▸ **DATA TO EXAMINE**
= = = = = = =

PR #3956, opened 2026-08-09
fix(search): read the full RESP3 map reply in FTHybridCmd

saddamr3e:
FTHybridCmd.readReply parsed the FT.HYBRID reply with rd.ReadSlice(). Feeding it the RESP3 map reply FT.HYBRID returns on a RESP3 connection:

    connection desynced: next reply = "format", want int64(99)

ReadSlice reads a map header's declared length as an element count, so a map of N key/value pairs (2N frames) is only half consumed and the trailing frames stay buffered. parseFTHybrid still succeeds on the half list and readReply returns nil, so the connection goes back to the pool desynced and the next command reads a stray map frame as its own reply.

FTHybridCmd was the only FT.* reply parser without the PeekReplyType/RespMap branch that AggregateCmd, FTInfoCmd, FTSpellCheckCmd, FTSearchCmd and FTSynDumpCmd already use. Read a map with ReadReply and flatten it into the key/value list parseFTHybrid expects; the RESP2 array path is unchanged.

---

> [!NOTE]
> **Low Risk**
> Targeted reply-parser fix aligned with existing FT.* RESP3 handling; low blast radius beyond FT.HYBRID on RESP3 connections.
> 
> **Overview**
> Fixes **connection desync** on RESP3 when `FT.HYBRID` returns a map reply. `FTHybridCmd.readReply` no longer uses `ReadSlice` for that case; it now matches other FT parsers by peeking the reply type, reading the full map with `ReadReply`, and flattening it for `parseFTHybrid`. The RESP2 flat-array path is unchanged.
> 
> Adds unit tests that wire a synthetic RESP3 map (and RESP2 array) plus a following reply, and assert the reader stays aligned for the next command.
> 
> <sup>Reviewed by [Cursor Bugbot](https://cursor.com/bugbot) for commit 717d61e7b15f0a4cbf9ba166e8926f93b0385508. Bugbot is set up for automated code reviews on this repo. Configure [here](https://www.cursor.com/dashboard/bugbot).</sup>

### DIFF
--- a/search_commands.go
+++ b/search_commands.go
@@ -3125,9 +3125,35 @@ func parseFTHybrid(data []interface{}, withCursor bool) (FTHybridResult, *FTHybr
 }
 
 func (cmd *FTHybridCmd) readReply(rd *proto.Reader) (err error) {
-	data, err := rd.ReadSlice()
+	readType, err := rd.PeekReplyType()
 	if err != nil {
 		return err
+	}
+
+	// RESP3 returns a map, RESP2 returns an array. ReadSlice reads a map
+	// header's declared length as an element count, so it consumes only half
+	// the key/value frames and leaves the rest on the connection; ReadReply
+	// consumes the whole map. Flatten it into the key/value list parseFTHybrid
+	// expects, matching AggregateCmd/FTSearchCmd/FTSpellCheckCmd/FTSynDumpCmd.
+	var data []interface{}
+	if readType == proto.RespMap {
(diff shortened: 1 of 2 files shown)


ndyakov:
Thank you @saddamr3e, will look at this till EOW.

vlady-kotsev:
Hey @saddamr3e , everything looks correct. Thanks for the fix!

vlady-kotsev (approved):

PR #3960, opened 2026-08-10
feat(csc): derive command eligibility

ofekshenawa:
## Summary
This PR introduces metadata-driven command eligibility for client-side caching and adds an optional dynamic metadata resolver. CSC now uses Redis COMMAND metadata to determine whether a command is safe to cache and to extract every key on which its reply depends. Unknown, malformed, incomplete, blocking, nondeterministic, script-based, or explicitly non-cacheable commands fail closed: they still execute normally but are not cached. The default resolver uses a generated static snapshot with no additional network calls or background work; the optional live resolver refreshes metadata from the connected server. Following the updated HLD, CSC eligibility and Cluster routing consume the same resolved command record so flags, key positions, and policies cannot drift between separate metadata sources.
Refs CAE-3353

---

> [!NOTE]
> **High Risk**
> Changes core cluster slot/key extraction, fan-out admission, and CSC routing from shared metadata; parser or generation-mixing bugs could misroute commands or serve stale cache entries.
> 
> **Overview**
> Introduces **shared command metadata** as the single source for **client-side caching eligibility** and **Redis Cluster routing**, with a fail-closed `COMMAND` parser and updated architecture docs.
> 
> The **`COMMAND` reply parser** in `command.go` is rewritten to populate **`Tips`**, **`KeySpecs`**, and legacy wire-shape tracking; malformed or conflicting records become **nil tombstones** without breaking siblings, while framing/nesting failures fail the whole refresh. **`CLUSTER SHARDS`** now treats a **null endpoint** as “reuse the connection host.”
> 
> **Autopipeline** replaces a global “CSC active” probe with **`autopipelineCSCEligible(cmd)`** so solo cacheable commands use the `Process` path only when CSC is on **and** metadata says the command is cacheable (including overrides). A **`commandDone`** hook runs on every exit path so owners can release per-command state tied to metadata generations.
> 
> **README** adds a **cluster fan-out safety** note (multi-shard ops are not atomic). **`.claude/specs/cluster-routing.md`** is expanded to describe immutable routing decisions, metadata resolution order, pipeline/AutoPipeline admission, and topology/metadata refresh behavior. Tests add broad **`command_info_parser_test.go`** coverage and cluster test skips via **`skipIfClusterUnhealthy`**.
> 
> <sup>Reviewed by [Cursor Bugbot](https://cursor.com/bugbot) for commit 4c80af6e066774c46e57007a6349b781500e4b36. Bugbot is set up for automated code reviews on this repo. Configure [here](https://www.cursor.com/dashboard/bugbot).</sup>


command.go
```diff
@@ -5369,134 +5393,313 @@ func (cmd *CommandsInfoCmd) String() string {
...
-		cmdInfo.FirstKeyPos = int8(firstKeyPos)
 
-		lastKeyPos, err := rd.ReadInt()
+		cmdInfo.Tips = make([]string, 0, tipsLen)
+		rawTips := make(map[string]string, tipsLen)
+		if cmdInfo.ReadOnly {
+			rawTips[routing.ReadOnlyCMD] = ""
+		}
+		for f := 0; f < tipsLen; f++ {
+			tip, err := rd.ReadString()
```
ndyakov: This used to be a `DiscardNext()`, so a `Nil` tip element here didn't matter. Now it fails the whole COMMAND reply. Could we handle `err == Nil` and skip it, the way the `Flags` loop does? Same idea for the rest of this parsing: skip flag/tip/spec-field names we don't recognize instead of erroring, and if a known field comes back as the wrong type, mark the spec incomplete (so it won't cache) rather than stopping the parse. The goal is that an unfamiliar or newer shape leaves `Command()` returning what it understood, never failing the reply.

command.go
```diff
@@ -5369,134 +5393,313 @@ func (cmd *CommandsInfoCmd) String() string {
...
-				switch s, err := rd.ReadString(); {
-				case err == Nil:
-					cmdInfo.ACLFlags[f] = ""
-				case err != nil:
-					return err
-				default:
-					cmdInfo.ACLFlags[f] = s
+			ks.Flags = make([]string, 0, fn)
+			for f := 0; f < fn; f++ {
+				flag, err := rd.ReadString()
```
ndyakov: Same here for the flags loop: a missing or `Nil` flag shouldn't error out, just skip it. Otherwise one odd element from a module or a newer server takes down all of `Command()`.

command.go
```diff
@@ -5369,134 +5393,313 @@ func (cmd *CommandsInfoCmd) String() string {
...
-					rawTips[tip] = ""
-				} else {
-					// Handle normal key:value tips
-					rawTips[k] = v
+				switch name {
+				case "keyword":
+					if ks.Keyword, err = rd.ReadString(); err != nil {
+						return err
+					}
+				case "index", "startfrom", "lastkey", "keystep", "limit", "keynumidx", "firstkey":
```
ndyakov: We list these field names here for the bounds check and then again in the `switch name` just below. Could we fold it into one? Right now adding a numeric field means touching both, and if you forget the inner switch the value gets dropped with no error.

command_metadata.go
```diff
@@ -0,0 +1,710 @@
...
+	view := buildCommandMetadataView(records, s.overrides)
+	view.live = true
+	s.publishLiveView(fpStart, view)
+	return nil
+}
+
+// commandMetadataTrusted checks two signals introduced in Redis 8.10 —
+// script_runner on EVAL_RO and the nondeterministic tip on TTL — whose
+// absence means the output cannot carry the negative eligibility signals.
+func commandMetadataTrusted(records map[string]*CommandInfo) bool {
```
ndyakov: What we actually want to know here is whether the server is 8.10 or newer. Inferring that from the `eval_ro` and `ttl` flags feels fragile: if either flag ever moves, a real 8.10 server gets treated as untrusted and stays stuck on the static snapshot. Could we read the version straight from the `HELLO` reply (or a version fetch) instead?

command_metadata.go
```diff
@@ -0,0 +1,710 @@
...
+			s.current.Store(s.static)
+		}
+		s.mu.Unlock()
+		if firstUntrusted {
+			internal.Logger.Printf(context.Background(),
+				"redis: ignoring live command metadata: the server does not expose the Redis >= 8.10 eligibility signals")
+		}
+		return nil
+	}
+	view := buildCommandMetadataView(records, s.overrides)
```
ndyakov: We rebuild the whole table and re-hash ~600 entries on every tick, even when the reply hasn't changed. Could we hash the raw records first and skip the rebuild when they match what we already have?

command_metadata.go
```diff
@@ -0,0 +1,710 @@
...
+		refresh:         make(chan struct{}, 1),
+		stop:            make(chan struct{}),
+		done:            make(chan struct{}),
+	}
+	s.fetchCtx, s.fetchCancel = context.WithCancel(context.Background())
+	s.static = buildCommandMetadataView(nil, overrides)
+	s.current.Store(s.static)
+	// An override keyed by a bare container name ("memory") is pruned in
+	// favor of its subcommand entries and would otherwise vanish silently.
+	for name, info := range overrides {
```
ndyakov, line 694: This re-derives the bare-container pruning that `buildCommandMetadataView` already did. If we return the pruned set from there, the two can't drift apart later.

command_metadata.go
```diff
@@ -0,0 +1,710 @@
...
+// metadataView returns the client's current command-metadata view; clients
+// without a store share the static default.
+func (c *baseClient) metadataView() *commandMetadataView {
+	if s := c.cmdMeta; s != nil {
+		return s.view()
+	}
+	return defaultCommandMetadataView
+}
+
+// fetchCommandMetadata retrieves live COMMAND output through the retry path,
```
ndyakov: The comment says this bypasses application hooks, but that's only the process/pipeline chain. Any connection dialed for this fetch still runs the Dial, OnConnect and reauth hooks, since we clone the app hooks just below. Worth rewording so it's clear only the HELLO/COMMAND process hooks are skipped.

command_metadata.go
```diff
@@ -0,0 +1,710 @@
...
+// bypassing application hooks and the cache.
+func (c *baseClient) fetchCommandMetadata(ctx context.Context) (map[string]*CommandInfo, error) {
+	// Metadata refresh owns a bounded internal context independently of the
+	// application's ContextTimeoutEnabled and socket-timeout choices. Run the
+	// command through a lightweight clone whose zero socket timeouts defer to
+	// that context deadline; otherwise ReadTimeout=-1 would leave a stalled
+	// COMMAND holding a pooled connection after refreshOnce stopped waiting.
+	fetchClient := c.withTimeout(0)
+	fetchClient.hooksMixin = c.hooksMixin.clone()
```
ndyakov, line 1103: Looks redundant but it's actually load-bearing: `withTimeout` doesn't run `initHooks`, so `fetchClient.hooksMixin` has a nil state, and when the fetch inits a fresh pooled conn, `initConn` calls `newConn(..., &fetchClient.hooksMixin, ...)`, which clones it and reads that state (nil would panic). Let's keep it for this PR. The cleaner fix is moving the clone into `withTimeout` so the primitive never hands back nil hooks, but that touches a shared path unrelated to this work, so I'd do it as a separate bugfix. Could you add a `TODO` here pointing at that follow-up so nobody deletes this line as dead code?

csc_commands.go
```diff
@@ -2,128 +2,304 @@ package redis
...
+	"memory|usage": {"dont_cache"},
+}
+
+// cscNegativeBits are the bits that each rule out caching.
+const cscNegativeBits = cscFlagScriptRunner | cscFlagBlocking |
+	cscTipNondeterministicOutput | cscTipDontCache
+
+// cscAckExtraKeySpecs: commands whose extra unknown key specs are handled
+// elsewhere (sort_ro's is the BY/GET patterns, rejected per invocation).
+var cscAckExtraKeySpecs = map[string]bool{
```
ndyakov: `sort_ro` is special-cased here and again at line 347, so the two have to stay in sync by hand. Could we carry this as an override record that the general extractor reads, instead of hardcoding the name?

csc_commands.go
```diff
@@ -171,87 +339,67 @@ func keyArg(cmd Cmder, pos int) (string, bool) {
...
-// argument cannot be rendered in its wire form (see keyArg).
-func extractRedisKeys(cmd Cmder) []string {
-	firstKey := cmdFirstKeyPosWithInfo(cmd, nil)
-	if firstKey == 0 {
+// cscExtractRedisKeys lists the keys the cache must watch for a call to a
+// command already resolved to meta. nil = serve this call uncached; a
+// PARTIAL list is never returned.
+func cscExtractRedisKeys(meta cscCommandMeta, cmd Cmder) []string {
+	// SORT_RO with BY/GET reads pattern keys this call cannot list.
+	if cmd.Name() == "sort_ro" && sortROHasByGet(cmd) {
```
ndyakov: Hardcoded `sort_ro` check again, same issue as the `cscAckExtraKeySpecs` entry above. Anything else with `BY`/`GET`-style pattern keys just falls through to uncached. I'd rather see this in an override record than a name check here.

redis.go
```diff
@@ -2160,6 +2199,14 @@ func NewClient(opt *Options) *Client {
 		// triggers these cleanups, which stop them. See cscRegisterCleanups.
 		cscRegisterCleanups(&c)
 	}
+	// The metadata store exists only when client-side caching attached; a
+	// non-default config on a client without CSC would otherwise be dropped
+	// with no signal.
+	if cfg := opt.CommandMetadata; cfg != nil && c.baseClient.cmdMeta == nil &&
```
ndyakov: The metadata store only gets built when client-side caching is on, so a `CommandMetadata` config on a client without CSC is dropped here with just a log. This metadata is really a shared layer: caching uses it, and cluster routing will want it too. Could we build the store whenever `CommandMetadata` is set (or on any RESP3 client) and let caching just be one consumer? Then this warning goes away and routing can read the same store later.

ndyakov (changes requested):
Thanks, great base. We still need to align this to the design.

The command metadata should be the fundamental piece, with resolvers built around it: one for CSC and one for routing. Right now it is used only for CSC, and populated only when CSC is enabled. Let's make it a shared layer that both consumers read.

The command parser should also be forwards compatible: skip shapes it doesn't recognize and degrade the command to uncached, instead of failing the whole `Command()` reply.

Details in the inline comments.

= = = = = = =

▸ **EXERCISE PROMPT**
Up to and including the line with "connection desynced: next", print every line of the records from the start.

▸ **WRITTEN ANSWER**
PR #3956, opened 2026-08-09
fix(search): read the full RESP3 map reply in FTHybridCmd

saddamr3e:
FTHybridCmd.readReply parsed the FT.HYBRID reply with rd.ReadSlice(). Feeding it the RESP3 map reply FT.HYBRID returns on a RESP3 connection:

    connection desynced: next reply = "format", want int64(99)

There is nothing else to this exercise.